We now compare the decoder’s best performing configurations for memory consumption, runtime, and convergence rate and make some general observations based on this comparison.

  • Testing 0.5 cc as a minimum distance between the selected features presented in all measurements of all characteristics provides identical or worse results to the 1 cc configuration.

  • The 10 pc configuration was determined to be the best PCA configuration, since, on average, it has the same runtime as the 5 pc configuration, but this is obtained with lower memory consumption. On the other hand, the 10 pc configuration has identical accuracy to the 30 pc configuration, but the runtime and memory consumption of the 10 pc configuration are significantly shorter and lower, respectively, than that of the 30 pc configuration.

  • For the SNR methods, we determined that the 1 cc configuration was the most accurate; its runtime was half that of the 0.5 cc configuration, and it also had much lower memory consumption; when compared to 30 pc, the 1 cc configuration had significantly shorter run-times and lower memory consumption.

  • OS has identical runtime and memory consumption results for the various configurations; in terms of accuracy, 1 cc and 2 cc were found to be identical, so the configuration of 1 cc was selected for our overall comparison.

Figure 2 presents a comparison of the performance of all of the compression methods, using the best configuration for each method. Based on this comparison, we can see that TS is never the best method in terms of runtime (see Fig. 2b), and the same can be said for DOM in terms of memory consumption (see Fig. 2a in the Appendix). The SNR-based methods show the same performance trend for all measures, where in most cases, IR is the best performing of these methods and SOA is the worst performing. The PCA method was never abnormally slow or poor performing, but it was always outperformed by at least one of the other methods we compared in this study. Optimal selection (OS), our proposed compression method, had the lowest memory consumption of all of the decoders (see Fig. 2a in the Appendix) and the shortest runtime of the three decoders with the highest accuracy (see Fig. 2c). After TS, it was found to be most accurate with a 72% convergence rate given only 800 traces used in the training phase (see Fig. 2c).

6 Conclusion

In this paper, we strove to advance the profiling step of the template attack, by seeking a practical compression method which requires a smaller dataset and has better performance, both in the online and offline phases. We addressed the challenge of finding the most informative traces regarding the leaked Hamming weight values by building an optimal variant of the state-of-the-art decoder presented in [18], based on the optimal feature selection guidelines of [24].

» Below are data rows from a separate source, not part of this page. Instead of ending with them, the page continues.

PR #670, opened 2017-02-20
fix potential out of memory exception

ekeitho:
in regards to #661


mario:
Hi - this seems to be a problem in master as well. While I prefer creating a new Vector<> for performance reasons, this will do for now! :)

Thank you very much! :)

PR #728, opened 2017-03-08
Nightly only: remove gcm

tobiasKaminsky:
To get nightly working again on fdroid, I have removed GCM and all pending uploads will be deleted on reboot.


mario:
👍

PR #732, opened 2017-03-11
Remove tabs and line breaks from string source

M1dgard:
They were shown in Transifex and appeared to be just artefacts of word wrap and indentation of the XML source, so this commit removes them.

I noticed while translating that the source messages on Transifex are not exactly the same as those in the file I edited. Should the messages be edited in `en-rGB` or `en-rUS` as well perhaps?


AndyScherzinger:
👍 Thanks for the fix @M1dgard! No fix shoudl only be done in the base strings.xml like you did, all other resource files get automatically pulled from transifex only.

@mario @tobiasKaminsky can we merge this?

mario:
👍

mario:
Thanks for the contribution @M1dgard !

AndyScherzinger:
sweet! 🎉

PR #679, opened 2017-02-24
Branding

mario:
This PR adds support for Google Firebase Analytics in a custom build, and changes project structure to allow easier branding.

PR #767, opened 2017-03-22
Firebase

tobiasKaminsky:
As discussed this is a clean start, based on #679, for analytics/firebase.
This will NEVER be merged to the official app, but instead will be used for custom builds.


tobiasKaminsky:
@mario I guess this is obsolete? If so, please close.

mario:
Yup, #901 handles this.

PR #771, opened 2017-03-23
Add support for web login

mario:
Just needs updating for new structure. Thanks @AndyScherzinger

### DIFF
--- a/src/main/java/com/owncloud/android/authentication/AuthenticatorActivity.java
+++ b/src/main/java/com/owncloud/android/authentication/AuthenticatorActivity.java
@@ -8,16 +8,16 @@
  * Copyright (C) 2012  Bartek Przybylski
  * Copyright (C) 2015 ownCloud Inc.
  * Copyright (C) 2017 Mario Danic
- * <p>
+ *
  * This program is free software: you can redistribute it and/or modify
  * it under the terms of the GNU General Public License version 2,
  * as published by the Free Software Foundation.
- * <p>
+ *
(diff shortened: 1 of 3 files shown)


mario:
@AndyScherzinger can you update this and merge please?

AndyScherzinger:
@mario sure, how would I have to resolve the conflict?

> **Conflicting files**
src/main/java/com/owncloud/android/authentication/AuthenticatorActivity.java

AndyScherzinger:
👍 code is fine by me, default internal app login successfully tested -> merging

aleister09:
@mario I found an issue 

When you're adding another account with Web-Login and introduce the same account the AuthenticatorActivity is not closing

mario:
@aleister09 I'm not sure I understand the second part of the sentence?

The first is known and is because only single-account is enabled (as desired).

mario:
(You should not be able to add another account anyway?)

aleister09:
I'm able to add another account but if I add the same account the AuthenticatorActivity is not closing 

I saw the code and it is because the account is already registered but the app doesn't show a message to notify that the account is already registered,

mario:
Interesting. Will evaluate. I assume you come to the web view screen via the change password for the current account option?

aleister09:
No, I enable the Web-Login option so in my first login and when I add another account I go to web view screen

MorrisJobke:
As I understood it should be for now only one login.

PR #772, opened 2017-03-23
Fix snapchat etc

mario:
This fixes Snapchat auto upload and various other folders.


AndyScherzinger:
👍 code wise fine and tested by community members

Issue #770, opened 2017-03-23
1.4.2 Video upload folder destination incorrect 


AndyScherzinger:
see https://help.nextcloud.com/t/1-4-2-video-upload-folder-destination-incorrect/10432

There is an option to have it upload to ```<folder>/<year>/<month>``` (folder being user selected) this is broken in 1.4.2

In this case my destination folder for my videos is "video".

In 1.4.2. it creates a folder called ```<folder>+<year>/<Month>```  i.e.  ```video2017/03```  when the path should have been ```video/2017/03```

-----

I haven't tested this personally but know that we fixed this issue pre-1.4.2 final for images, but am not sure if this is then also automatically fixed for video uploads (but would think so).

AndyScherzinger:
probably fixed by #774 - waiting for the user feedback on the Android version in use.

DaveBurkhardt:
![screenshot_2017-03-19-17-04-25](https://cloud.githubusercontent.com/assets/23338339/24314429/8c1aa13c-10af-11e7-88d6-14792fdd4b1f.png)
![screenshot_2017-03-24-16-27-38](https://cloud.githubusercontent.com/assets/23338339/24314430/8dca2868-10af-11e7-856d-89d83a2d560b.png)

Validation images.

mario:
@DaveBurkhardt thanks. weather doesn't help though :D

mario:
This will either be fixed in the next release or we'll replace instant upload with auto upload which doesn't have separation between images and videos. Thanks for reporting.

DaveBurkhardt:
@mario haha, sorry!  Fixed above

mario:
@DaveBurkhardt all good! :)

AndyScherzinger:
PR has been merged, to be shipped with 1.5.0

PR #774, opened 2017-03-24
Fix video upload path

mario:
Only applies to instant upload on Android 4 and 5. Considering we might not have time to enable Auto Upload for 1.5, I think it's worth to have it.

### DIFF
--- a/src/main/java/com/owncloud/android/utils/FileStorageUtils.java
+++ b/src/main/java/com/owncloud/android/utils/FileStorageUtils.java
@@ -200,7 +200,7 @@ public class FileStorageUtils {
         if (com.owncloud.android.db.PreferenceManager.instantVideoUploadPathUseSubfolders(context)) {
             subPath = getSubpathFromDate(dateTaken);
         }
-        return uploadVideoPath + subPath + (fileName == null ? "" : fileName);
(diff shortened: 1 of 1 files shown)


AndyScherzinger:
@mario what gets fixed here, just instant upload mentioned on Play:
* ```\dirFile``` instead of  ```\dir\File```

we also have a path building issue with auto upload and videos! --> #770 
* ```\<folder><year>/<Month>``` instead of ```\<folder>\<year>\<Month>``` : ```\video2017\03``` instead of ```\video\2017\03```

AndyScherzinger:
@mario Did you test this one?

mario:
No, but I believe the original report is wrong as auto upload uses
different method and does NOT separate videos and images.

Also, the user is using Android 5 so no auto upload.

mario:
Hmm just re-read what you wrote. Will check, but same method is used for
video and images

AndyScherzinger:
@mario let me ask on the forum, since the user is also just mentioning videos specifically with "choosing a path for my videos" which might also mean instant upload and would also fit the same line of code you fixed.

mario:
@AndyScherzinger he said 5.0 :)

AndyScherzinger:
👍 approved :D
@mario sweet, than the fix should work :)

AndyScherzinger:
merging with one approval due to vacation of Tobias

For the performance challenge, we designed a unique evaluation system which measured runtime, memory consumption, and accuracy. This system used to compare the performance of various decoders, which were found to differ based on the compression methods and configurations used. We demonstrated the importance of both choosing the correct number of principal components for the PCA-based method, and the correct number of clock cycles as a minimum distance between the selected points; one clock cycle was clearly found to be optimal in all of the best performing configurations. In terms of accuracy, the scoring, optimal, and DOM methods outperformed the PCA and SNR-based methods. When considering runtime and memory the opposite is true, except in case of our OS decoder.

The experimental results demonstrate our decoder’s ability to outperform the other methods evaluated in terms of memory consumption; however, while it also has shorter run-times than the state of the art, it is slightly less accurate. There is thus a tradeoff in that while our decoder is fast and has low memory consumption, this comes at a cost in terms of the accuracy rate; therefore, our decoder is optimal in cases in which there are time or data restrictions, for example, a small dataset or online data.